Some time ago, we wrote up a tutorial about using an ADXL330 accelerometer with an AVR microcontroller. A couple of years have passed, and so we’ve returned to update and clean up some loose ends on this project.
The Analog Devices ADXL330 that we originally wrote about (shown above) was one of the original low-cost breakthrough devices– the ones that first showed up in Wii controllers and other consumer electronics with accelerometers. At the time it cost $11.50 in unit quantity, and we were able to get one pre-soldered to a breakout board at Sparkfun.com for $35.

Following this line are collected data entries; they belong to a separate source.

PR #411, opened 2021-09-01
Use vendored openssl

andylokandy:


andylokandy:
@marsishandsome @ekexium This patch help client-rust get rid of openssl dependency and therefore make client-py compatible on PyPI. I may provide a feature option for choosing vendering, but I think it should be ok so far.

ekexium:
I have no idea how this crate is used and whether it's a breaking change. An additional feature seems safer to me.

lucab:
Yes, I agree that changing the default features may not the best route to fix this.

To the best of my understanding, it may be the case that we don't even need to change anything here.
According to Cargo [feature unification rules](https://doc.rust-lang.org/cargo/reference/features.html#feature-unification), it should be possible for a consumer  to directly declare a dependency on `reqwest` with the `native-tls-vendored` feature.
That should result in a single build of `reqwest` with the relevant TLS backend.
@andylokandy can you please try that route and see what's the outcome?

lucab (changes requested):
I'd suggest consumers to try exploring first doing this via cargo features unification, see https://github.com/tikv/rust-prometheus/pull/411#issuecomment-913455816.

andylokandy:
@lucab Good point! I've fixed the issue by that.

PR #873, opened 2021-06-03
Add __unused to variables that are only used if TU_LOG does something

kilograham:
Fixes unused variable compiler warnings


hathach (approved):
thank you, it is my bad, it is temporarily for debug only. Will definitely enable all warning on rpi.

PR #882, opened 2021-06-07
Add support for 32 button gamepads

mmosca:
**Describe the PR**
More buttons = more better 

This pull request implements a configuration option to switch between the current 16 buttons and 32, with the current 16 buttons being the default value.

Adding "#define CFG_TUD_MAX_BUTTONS       32" to tusb_config.h enables the extra 16 buttons.

**Additional context**

While trying to map a real life RC transmitter to a controller that can easily integrate with flight sims I quickly run out of buttons to map all my 3 position switches and 32 seems to be the magic number that can allows me to map the 16 proportional channels and 2 digital channels as 6 axis, 10 tri state switches and 2 buttons for the digital channels.


src/class/hid/hid.h
```diff
@@ -222,7 +234,25 @@ typedef enum
   GAMEPAD_BUTTON_MODE   = TU_BIT(12), ///< Mode button
   GAMEPAD_BUTTON_THUMBL = TU_BIT(13), ///< L3 button
   GAMEPAD_BUTTON_THUMBR = TU_BIT(14), ///< R3 button
-//GAMEPAD_BUTTON_       = TU_BIT(15), ///< Undefined button
+  GAMEPAD_BUTTON_15     = TU_BIT(15), ///< Button 15
+#if (CFG_TUD_MAX_BUTTONS > 16)
+  GAMEPAD_BUTTON_17     = TU_BIT(16), ///< Button 17
```
hathach, line 239: off by one, also incorrect Button 16 in comment for typo

hathach (changes requested):
nice, I thought 16 is already enough, apparently not. To simply thing, we should just update the number of buttons to 32 entirely without the need of CFG_TUD_MAX_BUTTONS. Would you mind updating the PR to just use 32 buttons to replace existing 16 buttons. More is better !!!

src/class/hid/hid.h
mmosca: I have no problems making 32 buttons the only option. 

The reason I went the long way around was that I though people might be bothered by the increase in  size of the joystick report.

I also updated the GAMEPAD_BUTTON_ entries and comments. GAMEPAD_BUTTON_15 is now GHAMEPAD_BUTTON_16 to match how windows and most game reference the buttons.

hathach: > I have no problems making 32 buttons the only option.
> 
> The reason I went the long way around was that I though people might be bothered by the increase in size of the joystick report.

Yeah, but don't worry, people shouldn't be affected if using the helper API. Those that uses the raw API should know what to do :)

> I also updated the GAMEPAD_BUTTON_ entries and comments. GAMEPAD_BUTTON_15 is now GHAMEPAD_BUTTON_16 to match how windows and most game reference the buttons.

I am not sure if this is a correct way to do it, @nekuneko what do you think. Should we start the button from 0 or from 1. I would love to hear your thought since you are the original author that add enhance support for gamepad.

mmosca: @hathach I considered starting it at 0, but since the other buttons have symbolic names (A, B, SELECT, START, etc) I think it makes more sense to match how they are displayed to the end user.

hathach: thanks, that makes sense for sure. Though I still like to hear from another user on another platform (Linux) as well. Let just wait for his input for a day or two.

mmosca: No problem.

At least one app in Linux does 0-31 :) I don't know any actual games to test on the pi though. 

image

hathach:
I have updated the gamepad helper with uint32_t for buttons, also do a rebase since mater has some changes.

src/class/hid/hid.h
hathach: I just did a quick check, and Steam controller setting seems to start from 0, and is spot-on with Button South. Now I am more lean toward starting from 0.
image

mmosca: Should I go ahead and change them to be 0 based, or do you feel like we should wait a bit more? I really don't have a strong opinion on this one and would be ok with either.

mmosca:
> I have updated the gamepad helper with uint32_t for buttons, also do a rebase since mater has some changes (push to your fork). Please pull first if you want to make more changes.

Good catch. I had missed those.

src/class/hid/hid.h
hathach: > Should I go ahead and change them to be 0 based, or do you feel like we should wait a bit more? I really don't have a strong opinion on this one and would be ok with either.

Yes, please do, also please remove the "Note: button number from 1 on host OS" as well. I think we will just merge it starting with Button0.

mmosca: Done.

hathach (approved):
Perfect, I actually have a final tweak to have all button number to make it consistency. The std naming for button (x,y,a,b) is now defined as macro alias.

PR #889, opened 2021-06-10
Make examples standalone buildable via CMake

kilograham:
A lot of users of Raspberry Pi Pico SDK1.2.0 tried to build the TinyUSB examples directly from within the example directories in the TinyUSB submodule, which failed without a helpful error message

This change changes the builds to include `family_support.cmake`  and have that include the `<FAMILY>/family.camke` so that it can produce a useful error message (this is cleaner anyway).


hathach:
seem like it has an issue with esp32s2, give me a bit of time, I will check it out and try to fix the build.

hathach (approved):
Thank you for your PRs, sorry for late response, have been busy testing the double buffered and other works. I made the push to set TOP for an example to pass build with esp32sx. Will merge when ci passed.

kilograham:
> Thank you for your PRs, sorry for late response, have been busy testing the double buffered and other works. I made the push to set TOP for an example to pass build with esp32sx. Will merge when ci passed.

no worries; i figured that TOP was the problem, but hadn't got as far as fixing it either... i would have set TOP in the family.cmake for the esp32x instead though

hathach:
Yeah, that is a better place to set TOP. Though I just tried to it fixed for not, will have to update/write the cmake for esp32sx anyway later on.

PR #891, opened 2021-06-11
RP2040 double buffer

hathach:
**Describe the PR**
This PR implements double buffered for RP2040, rework/refactor the existing quite a log
- we don't have to deal with RP2040-E4 hardware our of synce
- faster transfer for control and bulk 
- Should help https://github.com/raspberrypi/pico-sdk/issues/442 with logitech universal receiver (8-byte control in Fullspeed) and wired keyboard with 8byte control in Lowspeed
- Lots of internal rp2040 usb renaming
- Testing with device stack, cdc_msc, hid_composite running fine as normal. 
- There is an issue with net_lwip_webserver example when there is a short packet on buffer0 (i.e < 64 bytes) while we expect data on both buffer. At the hanlding time (currently triggered per 2 buffer), the buffer1 is probably filled with data from the next transfer (not current one). For now we disable double buffered for device OUT.  

PR is tested on both host and device mode and should be ready for review and merge. @kilograham @liamfraser please let me know if changes look good to you and it would be great if you could have some time to test it out.

### DIFF
--- a/examples/host/cdc_msc_hid/src/hid_app.c
+++ b/examples/host/cdc_msc_hid/src/hid_app.c
@@ -30,7 +30,8 @@
 // MACRO TYPEDEF CONSTANT ENUM DECLARATION
 //--------------------------------------------------------------------+
 
-// If your host terminal support ansi escape code, it can be use to simulate mouse cursor
+// If your host terminal support ansi escape code such as TeraTerm
+// it can be use to simulate mouse cursor movement within terminal
 #define USE_ANSI_ESCAPE   0
 
 #define MAX_REPORT  4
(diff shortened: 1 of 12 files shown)


liamfraser:
Sorry for the delay here. The code looks good to me. I don't have much time to test it at the moment because I am working on a different project. @kilograham do you have any thoughts?

hathach:
> Sorry for the delay here. The code looks good to me. I don't have much time to test it at the moment because I am working on a different project. @kilograham do you have any thoughts?

No problem at all, I am busy with other works anyway. Note currently the double buffered is not fully operated (skip with device IN), but we could address this later. For now, anyone that could help with testing would be great.

hathach:
I have double checked again with all of device examples: cdc_msc, hid_composite, net_lwip_webserver, webusb, midi_test. Everything seems working perfectly. It is good for a merge. Thank you very much for reviewing the changes. Should there be any issue, it could be fixed as followup pr.

kilograham:
Awesome!

PR #899, opened 2021-06-18
Changed order of struct initializer to avoid compiler error

ned-pcs:
**Describe the PR**
This re-orders the order of two of the designators in a struct initializer to match the struct field declaration order to avoid compiler errors.

**Additional context**
I'm compiling for an Arm Cortex-M0, and my compiler threw an error because the designator order was different in the initializer than in the struct declaration.


hathach (approved):
ah right, this should be how it be initialized. Thank you for the PR

PR #905, opened 2021-06-20
UAC fixes

HiFiPhile:
**Describe the PR**
- Add bracket to switch case, fix warning `switch transfer of control bypasses initialization of xxx`

- Put `tu_desc_subtype()` in `#if CFG_TUD_AUDIO_ENABLE_ENCODING || CFG_TUD_AUDIO_ENABLE_DECODING`, fix unused function.

- Fix IAR compile error on incomplete pointer type. 

Seems Diff is a little bugged...


HiFiPhile:
@PanRe  Could you take a look if it's ok for you ?

PanRe:
The diff is a bit rugged yes, but as far as i see it you only added the brakets and changed some pointer definitions. It is ok from my side i guess, i did not conduct any tests. I am a bit puzzeled why IAR complains about pointers here while gcc does not... :D

hathach (approved):
Thank @PanRe for reviewing the PR, I also did a quick check, the diff is a bit out of place, but actual change is very minimal. Should be no problem to merge.

PR #911, opened 2021-06-22
Enable empty transfers for tud_vendor_n_write()

thierer:
Extend `tud_vendor_n_write()` to make a zero length transfer when `buffer==NULL && bufsize==0`, as discussed in #903.

I consider implementing this via a flag to `maybe_transmit()` the best solution:
- `tud_vendor_n_write()` doesn't have access to neither `buffer` nor `bufsize`, so it can't make the decision.
- Implementing it completely in `tud_vendor_n_write()` would mean duplicating some functionality of `maybe_transmit()` (but judging by your latest comment maybe that's what you prefer?).


hathach:
I have a second thought though, I think ZLP should only be sent when there is no data and the last packet is multiple of endpoint size) much like cdc https://github.com/hathach/tinyusb/blob/master/src/class/cdc/cdc_device.c#L469 .

thierer:
Something like this? (Compiles, but not tested).

It does not exactly what you wrote in that it doesn't check for a **multiple**, but the **equivalent** of the endpoint size, because the actual transfer can't really be bigger than the EP size? Or were you referring to the last `bufsize` parameter to `tud_vendor_n_write()`? If so, I don't understand what you want to achieve.

Even so I don't fully get the rationale behind that requirement. On the protocol level, the device can still send packages that are smaller than the EP size and in that case there would still be no way to send a ZLP? (I don't think change would help for the problem that lead me to open this thread).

In the time that has passed, the ADXL335 has come along as a next-generation drop-in replacement for the ADXL330, which now bears the dreaded stain of “not recommended for new designs.” (The ADXL335 is less expensive than the 330– currently $5.42 each, compared to $12.15 for the 330 –but is otherwise mostly equivalent.)
Tiny chips like these are (IMHO) not easy to solder, so it’s convenient that this new chip is also available presoldered to a breakout board. We’re using the one from Adafruit ($20), but similar pin-compatible boards are also made by Analog devices (model EVAL-ADXL335Z) and Digi-Key (model DKSB1002A). (Sparkfun also has a ADXL335 breakout, but it’s pin-compatible to their discontinued ADXL330 board, not to these others.)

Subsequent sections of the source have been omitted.